* _Brief_: Even if the data beneath seems repetitive, write it all out again exactly.

* _Entries shown_:
PR #104, opened 2017-03-29
Use Replace instead of update for replacing item

muyadan:


rs:
Discussion about this issue can be found here: https://github.com/rs/rest-layer-mem/pull/4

* _Exercise response_:
PR #104, opened 2017-03-29
Use Replace instead of update for replacing item

muyadan:


rs:
Discussion about this issue can be found here: https://github.com/rs/rest-layer-mem/pull/4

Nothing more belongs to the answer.